PR #424, opened 2025-04-30
[SL-ONLY] Update csa update workflows to use github app

mkardous-silabs:
### Description
In the initial implementations of the automation workflows used a PAT (personal access token) associated to my github account for the missing permissions the `GITHUB_TOKEN` available by default did not have. The issue with the PAT is that it executed actions with my github handle at moments where it would be preferable to have a "bot" do them.

By replacing the PAT with a github app, the permissions are associated with the github app and not to my personnal account. This removes the depency on my to keep everything going and simplifies some of the automation since we don't need to work around the lacking permissions of the github token.

PR replaces the PAT where it is used in the matter_sdk by the github app token. The changes to use the Github App is only done where the github token does not have sufficient permissions to avoid having operation executed wihtout realising it. Leveraging the Github App should be deliberate for now.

──────────

▸ Directions for this task
Reproduce, exactly and with both ends included, every line from the one that contains "By replacing the" to the end of the listing above.

▸ Answer to this task
By replacing the PAT with a github app, the permissions are associated with the github app and not to my personnal account. This removes the depency on my to keep everything going and simplifies some of the automation since we don't need to work around the lacking permissions of the github token.

PR replaces the PAT where it is used in the matter_sdk by the github app token. The changes to use the Github App is only done where the github token does not have sufficient permissions to avoid having operation executed wihtout realising it. Leveraging the Github App should be deliberate for now.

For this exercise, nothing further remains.